(Stored data entries)
○ ○ ○
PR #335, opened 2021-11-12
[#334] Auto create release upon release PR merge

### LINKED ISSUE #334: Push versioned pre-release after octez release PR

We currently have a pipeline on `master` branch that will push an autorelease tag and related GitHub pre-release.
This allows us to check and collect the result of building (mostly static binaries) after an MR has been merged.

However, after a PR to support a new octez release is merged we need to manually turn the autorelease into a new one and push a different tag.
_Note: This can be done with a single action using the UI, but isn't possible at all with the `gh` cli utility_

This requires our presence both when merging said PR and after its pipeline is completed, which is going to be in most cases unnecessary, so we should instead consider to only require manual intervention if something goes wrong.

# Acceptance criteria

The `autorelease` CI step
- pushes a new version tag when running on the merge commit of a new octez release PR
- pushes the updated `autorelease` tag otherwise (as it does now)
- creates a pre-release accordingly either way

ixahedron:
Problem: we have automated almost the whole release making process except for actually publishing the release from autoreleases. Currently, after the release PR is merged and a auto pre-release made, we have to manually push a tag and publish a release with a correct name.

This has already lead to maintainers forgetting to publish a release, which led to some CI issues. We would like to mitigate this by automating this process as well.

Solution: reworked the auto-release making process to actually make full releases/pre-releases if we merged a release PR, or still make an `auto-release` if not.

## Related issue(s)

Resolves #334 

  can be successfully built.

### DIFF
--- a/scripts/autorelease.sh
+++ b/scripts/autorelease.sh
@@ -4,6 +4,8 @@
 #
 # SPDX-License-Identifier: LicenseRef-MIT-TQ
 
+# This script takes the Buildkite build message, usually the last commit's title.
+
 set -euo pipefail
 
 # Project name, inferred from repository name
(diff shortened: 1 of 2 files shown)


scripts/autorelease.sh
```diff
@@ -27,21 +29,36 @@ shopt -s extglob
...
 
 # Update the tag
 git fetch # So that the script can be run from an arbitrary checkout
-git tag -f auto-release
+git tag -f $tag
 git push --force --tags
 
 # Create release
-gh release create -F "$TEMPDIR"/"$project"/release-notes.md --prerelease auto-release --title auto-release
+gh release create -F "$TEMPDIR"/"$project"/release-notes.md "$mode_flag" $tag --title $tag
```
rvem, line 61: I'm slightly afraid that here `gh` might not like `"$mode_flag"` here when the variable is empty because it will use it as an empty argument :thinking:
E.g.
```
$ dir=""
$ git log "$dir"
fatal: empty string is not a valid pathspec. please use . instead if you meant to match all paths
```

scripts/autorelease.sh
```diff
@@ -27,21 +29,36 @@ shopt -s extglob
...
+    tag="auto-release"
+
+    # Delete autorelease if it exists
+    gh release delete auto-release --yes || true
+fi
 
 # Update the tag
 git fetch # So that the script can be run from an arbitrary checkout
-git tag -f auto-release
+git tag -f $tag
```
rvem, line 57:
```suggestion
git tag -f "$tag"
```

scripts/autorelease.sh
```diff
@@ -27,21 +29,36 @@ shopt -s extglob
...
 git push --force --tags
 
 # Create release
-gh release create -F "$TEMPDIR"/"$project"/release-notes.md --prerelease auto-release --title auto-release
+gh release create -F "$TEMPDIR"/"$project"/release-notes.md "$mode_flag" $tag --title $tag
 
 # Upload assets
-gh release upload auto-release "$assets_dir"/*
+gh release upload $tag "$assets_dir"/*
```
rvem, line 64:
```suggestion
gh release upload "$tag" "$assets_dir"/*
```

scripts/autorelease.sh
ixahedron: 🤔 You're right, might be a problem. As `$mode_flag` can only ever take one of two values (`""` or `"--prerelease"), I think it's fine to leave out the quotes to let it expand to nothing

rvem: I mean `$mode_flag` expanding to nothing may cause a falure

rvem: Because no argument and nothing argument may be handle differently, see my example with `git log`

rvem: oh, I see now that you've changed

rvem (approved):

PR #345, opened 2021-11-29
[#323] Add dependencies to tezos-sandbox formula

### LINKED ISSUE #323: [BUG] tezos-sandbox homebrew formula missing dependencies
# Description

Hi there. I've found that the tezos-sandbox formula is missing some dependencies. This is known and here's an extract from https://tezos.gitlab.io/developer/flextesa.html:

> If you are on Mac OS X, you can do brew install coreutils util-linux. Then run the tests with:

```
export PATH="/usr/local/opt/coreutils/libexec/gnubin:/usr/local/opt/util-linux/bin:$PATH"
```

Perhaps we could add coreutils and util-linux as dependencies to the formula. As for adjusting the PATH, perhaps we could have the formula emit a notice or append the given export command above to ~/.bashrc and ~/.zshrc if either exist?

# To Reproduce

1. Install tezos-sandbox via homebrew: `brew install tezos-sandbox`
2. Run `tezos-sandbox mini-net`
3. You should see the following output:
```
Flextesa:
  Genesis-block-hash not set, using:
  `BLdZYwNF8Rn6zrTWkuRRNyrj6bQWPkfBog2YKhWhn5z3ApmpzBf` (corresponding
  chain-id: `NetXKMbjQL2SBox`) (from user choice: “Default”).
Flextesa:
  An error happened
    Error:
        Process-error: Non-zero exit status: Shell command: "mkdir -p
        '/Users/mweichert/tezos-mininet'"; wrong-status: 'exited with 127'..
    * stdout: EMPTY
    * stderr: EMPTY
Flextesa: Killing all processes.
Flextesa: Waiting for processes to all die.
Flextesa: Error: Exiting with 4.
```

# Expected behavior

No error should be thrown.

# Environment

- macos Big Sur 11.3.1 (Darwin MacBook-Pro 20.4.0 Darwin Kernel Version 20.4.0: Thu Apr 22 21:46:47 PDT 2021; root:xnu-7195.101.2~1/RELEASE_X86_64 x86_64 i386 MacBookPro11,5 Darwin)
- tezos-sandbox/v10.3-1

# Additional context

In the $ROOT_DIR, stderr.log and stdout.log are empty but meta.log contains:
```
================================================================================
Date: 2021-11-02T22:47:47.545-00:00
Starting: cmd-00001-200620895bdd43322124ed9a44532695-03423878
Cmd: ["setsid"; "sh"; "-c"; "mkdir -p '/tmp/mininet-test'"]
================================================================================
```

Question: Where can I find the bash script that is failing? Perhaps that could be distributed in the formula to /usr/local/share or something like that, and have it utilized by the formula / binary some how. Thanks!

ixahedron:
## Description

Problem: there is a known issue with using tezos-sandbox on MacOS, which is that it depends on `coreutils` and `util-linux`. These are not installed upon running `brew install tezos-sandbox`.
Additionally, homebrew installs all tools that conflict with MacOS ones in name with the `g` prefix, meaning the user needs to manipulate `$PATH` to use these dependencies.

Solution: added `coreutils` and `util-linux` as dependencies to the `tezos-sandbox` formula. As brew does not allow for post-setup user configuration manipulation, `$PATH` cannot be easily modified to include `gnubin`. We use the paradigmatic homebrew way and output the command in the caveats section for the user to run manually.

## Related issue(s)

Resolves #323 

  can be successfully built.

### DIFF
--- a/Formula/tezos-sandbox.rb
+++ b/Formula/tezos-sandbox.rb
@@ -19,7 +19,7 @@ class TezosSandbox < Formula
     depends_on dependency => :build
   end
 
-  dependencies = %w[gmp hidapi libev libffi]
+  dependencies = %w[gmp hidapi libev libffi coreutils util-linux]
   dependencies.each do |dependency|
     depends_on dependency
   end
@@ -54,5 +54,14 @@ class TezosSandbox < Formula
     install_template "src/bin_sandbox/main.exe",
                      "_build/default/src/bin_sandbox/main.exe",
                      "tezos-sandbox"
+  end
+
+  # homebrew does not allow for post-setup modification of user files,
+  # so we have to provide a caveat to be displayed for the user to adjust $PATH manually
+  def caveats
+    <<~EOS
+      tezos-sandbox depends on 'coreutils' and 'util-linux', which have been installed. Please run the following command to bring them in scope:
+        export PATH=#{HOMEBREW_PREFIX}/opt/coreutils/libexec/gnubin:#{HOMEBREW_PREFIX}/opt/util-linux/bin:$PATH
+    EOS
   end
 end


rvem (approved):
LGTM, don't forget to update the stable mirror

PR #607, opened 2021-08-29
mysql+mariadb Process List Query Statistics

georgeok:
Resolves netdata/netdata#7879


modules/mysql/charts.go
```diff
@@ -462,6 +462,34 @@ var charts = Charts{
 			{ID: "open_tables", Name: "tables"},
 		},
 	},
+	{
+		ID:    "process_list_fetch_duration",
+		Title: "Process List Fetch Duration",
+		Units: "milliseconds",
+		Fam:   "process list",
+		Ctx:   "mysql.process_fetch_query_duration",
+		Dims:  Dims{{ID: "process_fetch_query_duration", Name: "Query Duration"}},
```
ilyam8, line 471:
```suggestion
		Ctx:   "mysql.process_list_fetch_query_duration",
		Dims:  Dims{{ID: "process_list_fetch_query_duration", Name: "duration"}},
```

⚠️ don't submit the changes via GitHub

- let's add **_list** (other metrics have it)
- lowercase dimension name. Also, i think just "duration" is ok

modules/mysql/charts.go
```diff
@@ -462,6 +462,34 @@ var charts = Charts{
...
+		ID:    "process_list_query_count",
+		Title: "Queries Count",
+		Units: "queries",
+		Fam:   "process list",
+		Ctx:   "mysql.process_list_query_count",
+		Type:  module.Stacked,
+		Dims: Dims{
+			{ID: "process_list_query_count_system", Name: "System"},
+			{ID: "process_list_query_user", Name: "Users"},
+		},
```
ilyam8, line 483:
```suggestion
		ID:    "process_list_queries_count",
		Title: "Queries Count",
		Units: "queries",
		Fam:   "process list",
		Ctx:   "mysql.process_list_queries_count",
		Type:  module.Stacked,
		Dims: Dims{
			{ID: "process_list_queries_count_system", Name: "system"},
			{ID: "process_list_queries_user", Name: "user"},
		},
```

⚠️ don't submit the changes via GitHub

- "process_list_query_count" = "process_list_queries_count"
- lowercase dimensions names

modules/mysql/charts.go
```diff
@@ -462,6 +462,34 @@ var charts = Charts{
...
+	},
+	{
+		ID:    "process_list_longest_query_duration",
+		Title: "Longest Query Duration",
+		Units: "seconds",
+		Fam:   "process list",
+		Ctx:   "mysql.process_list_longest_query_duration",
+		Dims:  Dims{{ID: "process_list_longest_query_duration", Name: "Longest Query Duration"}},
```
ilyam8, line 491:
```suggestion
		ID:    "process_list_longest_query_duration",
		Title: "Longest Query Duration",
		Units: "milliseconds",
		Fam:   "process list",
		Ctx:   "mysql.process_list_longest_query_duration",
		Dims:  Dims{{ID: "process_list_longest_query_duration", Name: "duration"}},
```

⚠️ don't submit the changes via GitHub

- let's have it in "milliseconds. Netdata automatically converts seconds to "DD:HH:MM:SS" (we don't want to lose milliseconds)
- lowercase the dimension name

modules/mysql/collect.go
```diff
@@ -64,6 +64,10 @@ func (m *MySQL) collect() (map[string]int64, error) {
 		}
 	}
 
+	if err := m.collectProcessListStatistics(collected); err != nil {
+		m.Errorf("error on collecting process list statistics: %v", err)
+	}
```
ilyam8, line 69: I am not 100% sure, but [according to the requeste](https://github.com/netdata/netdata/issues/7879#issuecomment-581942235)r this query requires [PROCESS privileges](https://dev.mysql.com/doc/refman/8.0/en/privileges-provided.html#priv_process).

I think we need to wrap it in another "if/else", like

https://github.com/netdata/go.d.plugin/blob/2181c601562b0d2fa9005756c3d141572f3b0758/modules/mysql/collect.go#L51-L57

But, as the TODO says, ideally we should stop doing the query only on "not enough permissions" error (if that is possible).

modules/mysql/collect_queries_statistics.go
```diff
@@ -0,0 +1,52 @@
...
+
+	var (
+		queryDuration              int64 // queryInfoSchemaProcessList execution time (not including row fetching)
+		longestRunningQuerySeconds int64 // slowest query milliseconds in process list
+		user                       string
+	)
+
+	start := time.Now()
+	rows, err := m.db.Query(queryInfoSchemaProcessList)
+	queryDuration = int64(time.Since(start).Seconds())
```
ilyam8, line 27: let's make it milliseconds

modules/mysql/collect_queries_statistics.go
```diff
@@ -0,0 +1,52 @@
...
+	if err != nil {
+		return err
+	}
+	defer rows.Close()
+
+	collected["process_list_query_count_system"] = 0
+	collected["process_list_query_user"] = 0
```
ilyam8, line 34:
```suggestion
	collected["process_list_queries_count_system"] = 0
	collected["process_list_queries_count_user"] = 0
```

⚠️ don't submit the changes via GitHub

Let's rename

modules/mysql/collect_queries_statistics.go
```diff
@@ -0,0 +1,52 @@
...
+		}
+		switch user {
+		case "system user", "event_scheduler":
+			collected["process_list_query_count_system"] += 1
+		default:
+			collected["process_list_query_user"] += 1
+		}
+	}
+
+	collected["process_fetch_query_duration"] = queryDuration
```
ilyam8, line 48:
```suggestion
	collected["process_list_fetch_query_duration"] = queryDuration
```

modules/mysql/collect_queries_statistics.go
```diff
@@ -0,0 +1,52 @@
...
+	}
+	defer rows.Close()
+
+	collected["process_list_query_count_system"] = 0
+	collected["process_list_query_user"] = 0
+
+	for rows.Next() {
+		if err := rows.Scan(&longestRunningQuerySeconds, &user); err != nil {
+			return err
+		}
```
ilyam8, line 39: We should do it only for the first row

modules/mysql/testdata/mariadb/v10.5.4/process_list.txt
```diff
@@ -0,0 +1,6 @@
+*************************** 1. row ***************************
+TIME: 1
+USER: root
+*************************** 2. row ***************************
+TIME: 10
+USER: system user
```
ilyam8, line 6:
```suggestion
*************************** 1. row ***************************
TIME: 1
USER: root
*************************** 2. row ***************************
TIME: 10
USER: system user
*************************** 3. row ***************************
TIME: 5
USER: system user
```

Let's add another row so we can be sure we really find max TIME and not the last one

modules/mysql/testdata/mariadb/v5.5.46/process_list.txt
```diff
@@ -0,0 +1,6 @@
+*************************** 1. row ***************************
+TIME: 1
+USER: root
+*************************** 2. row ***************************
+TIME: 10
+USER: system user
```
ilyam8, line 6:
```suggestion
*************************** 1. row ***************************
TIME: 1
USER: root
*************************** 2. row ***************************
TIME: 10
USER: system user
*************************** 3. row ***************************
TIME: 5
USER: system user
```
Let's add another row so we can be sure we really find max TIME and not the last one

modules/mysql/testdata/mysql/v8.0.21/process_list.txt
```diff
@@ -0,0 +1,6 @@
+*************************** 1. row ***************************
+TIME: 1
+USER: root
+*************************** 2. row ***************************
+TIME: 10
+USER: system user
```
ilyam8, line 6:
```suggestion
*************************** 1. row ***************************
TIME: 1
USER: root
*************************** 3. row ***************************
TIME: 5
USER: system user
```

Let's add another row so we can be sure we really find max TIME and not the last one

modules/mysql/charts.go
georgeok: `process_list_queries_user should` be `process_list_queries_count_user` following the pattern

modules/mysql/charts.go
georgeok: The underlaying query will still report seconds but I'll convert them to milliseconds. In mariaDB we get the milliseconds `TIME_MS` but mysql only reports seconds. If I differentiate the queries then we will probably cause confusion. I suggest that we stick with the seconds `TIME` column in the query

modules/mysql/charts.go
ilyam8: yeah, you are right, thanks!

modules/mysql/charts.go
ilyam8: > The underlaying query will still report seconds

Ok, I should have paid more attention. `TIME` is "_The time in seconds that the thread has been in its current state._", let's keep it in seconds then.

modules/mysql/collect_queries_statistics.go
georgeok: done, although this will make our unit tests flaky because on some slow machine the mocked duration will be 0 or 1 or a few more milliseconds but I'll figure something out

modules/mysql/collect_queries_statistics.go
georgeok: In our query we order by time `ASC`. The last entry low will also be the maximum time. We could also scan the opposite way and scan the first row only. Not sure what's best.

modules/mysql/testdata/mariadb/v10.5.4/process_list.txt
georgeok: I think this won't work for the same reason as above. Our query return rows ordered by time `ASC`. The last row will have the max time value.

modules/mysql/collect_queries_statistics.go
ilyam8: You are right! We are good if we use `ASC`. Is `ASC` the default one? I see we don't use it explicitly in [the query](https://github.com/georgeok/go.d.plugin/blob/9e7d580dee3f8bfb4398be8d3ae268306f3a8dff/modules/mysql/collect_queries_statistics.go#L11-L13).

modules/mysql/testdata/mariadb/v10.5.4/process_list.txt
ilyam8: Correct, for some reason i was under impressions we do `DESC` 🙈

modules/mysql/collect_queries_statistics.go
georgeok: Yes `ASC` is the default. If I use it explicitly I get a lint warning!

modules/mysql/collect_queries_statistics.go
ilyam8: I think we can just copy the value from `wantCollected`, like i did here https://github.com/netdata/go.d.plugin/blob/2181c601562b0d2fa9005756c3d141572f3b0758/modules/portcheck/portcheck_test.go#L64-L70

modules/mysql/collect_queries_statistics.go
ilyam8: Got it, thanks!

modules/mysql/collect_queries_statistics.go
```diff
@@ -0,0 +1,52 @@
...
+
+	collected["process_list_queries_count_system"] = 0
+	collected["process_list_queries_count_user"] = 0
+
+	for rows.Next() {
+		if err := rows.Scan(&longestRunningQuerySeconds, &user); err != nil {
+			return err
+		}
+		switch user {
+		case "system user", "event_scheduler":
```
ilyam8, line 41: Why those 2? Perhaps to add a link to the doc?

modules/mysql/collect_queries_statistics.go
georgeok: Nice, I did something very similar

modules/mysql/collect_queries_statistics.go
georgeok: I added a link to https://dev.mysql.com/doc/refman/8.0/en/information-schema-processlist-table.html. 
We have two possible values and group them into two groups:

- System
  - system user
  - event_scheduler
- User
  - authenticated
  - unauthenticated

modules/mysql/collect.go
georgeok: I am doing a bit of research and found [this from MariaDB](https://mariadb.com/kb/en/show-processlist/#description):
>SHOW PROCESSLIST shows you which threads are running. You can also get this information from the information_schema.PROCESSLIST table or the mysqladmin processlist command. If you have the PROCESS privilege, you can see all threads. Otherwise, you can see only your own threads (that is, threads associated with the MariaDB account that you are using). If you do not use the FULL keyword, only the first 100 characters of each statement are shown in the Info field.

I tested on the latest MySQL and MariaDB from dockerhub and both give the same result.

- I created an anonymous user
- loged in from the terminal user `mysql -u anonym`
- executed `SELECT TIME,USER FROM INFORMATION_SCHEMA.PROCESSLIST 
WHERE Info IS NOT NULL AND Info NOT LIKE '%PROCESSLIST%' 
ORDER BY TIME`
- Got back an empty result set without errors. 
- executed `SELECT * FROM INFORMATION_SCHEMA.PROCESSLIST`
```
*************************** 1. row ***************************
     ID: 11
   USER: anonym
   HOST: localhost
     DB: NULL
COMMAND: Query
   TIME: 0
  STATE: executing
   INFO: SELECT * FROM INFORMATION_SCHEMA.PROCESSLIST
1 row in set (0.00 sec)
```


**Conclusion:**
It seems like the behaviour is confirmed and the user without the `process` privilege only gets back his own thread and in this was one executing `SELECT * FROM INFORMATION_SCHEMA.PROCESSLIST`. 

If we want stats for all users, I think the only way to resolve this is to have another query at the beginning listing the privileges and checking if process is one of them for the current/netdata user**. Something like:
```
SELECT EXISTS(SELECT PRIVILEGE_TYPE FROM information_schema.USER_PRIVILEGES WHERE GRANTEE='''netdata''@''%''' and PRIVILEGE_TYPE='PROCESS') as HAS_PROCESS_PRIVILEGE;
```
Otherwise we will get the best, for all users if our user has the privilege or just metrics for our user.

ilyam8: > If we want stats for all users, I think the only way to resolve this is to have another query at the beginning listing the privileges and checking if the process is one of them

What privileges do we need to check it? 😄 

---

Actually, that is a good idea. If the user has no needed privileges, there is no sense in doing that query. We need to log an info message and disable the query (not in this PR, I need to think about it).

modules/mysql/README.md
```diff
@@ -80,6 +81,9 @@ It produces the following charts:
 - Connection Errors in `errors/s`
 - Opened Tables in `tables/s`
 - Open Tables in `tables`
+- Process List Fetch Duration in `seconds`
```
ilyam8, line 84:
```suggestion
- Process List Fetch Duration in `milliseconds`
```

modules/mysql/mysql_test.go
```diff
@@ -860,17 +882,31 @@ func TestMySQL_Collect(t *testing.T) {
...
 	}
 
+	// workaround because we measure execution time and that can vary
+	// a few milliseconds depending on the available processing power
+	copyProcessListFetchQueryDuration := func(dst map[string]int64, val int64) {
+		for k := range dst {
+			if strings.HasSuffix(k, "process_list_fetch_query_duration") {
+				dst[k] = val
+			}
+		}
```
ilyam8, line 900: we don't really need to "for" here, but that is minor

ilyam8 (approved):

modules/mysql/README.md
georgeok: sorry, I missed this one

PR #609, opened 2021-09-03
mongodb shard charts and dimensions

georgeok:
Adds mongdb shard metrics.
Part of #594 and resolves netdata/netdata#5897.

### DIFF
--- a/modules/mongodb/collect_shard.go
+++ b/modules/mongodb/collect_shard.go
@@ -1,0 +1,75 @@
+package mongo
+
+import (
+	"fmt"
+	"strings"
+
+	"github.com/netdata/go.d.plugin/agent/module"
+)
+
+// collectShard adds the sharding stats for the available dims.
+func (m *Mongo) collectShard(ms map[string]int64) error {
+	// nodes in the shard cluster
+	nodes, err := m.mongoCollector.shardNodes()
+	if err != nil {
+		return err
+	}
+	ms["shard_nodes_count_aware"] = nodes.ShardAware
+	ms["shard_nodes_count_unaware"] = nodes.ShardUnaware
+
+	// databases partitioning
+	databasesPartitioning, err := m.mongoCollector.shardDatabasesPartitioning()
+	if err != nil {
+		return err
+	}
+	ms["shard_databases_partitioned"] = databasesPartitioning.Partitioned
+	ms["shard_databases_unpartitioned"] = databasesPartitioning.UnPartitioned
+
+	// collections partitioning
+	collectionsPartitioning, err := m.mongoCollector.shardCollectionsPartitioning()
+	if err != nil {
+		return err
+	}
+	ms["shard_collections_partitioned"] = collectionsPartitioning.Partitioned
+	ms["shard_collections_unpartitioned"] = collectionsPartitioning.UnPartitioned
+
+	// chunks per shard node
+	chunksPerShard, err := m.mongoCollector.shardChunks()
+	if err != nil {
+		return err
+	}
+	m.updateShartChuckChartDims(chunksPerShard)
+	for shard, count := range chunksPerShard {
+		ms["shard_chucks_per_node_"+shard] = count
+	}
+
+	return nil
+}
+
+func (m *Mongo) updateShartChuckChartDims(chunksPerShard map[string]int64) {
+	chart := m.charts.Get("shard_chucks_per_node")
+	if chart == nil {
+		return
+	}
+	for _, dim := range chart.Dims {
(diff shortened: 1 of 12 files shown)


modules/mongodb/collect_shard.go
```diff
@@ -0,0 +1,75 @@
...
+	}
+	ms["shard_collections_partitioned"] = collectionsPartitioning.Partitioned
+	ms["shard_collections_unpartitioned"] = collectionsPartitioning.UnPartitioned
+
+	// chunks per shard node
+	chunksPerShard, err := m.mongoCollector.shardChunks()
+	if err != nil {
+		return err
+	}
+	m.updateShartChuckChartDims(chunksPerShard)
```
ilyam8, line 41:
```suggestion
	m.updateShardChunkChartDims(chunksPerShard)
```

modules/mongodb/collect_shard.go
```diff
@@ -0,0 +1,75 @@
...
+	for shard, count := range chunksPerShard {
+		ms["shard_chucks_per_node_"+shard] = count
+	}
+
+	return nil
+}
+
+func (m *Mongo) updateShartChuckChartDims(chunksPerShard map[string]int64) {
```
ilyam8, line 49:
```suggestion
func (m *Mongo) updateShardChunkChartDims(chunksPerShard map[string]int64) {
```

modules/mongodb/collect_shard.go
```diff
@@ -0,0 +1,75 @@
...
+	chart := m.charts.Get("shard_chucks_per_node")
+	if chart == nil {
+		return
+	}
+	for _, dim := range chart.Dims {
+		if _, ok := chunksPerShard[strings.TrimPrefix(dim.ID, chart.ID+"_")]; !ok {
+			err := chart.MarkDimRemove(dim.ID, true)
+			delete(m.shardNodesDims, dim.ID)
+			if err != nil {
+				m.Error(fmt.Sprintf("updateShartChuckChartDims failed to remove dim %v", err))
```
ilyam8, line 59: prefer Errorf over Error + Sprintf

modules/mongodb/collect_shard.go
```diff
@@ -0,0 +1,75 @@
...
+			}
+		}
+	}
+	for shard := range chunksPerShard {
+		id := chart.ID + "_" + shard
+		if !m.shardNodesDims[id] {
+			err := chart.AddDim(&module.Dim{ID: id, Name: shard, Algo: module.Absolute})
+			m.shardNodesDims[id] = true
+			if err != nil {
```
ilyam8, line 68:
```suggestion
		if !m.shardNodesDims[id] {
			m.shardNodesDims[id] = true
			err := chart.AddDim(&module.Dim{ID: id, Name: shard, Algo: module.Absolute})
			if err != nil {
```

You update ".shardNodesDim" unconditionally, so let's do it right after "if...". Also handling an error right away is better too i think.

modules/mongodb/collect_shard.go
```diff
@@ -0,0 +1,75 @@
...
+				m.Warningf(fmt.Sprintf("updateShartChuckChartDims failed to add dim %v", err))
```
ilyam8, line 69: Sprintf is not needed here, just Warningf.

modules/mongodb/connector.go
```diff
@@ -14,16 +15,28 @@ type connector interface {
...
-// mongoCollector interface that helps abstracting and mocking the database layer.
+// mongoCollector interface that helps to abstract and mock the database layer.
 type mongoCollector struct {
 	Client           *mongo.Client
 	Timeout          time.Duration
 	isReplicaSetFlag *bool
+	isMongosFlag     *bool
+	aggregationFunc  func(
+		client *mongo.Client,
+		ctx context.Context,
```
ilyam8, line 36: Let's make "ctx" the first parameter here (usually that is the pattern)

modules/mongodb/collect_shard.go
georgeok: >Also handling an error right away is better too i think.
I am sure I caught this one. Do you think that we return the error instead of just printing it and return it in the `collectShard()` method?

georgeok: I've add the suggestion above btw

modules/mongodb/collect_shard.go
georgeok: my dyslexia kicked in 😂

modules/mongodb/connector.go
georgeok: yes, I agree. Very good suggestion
○ ○ ○
## Exercise goal
Return the lines of the records that include the string "done".

## Your solution
_Note: This can be done with a single action using the UI, but isn't possible at all with the `gh` cli utility_
georgeok: done, although this will make our unit tests flaky because on some slow machine the mocked duration will be 0 or 1 or a few more milliseconds but I'll figure something out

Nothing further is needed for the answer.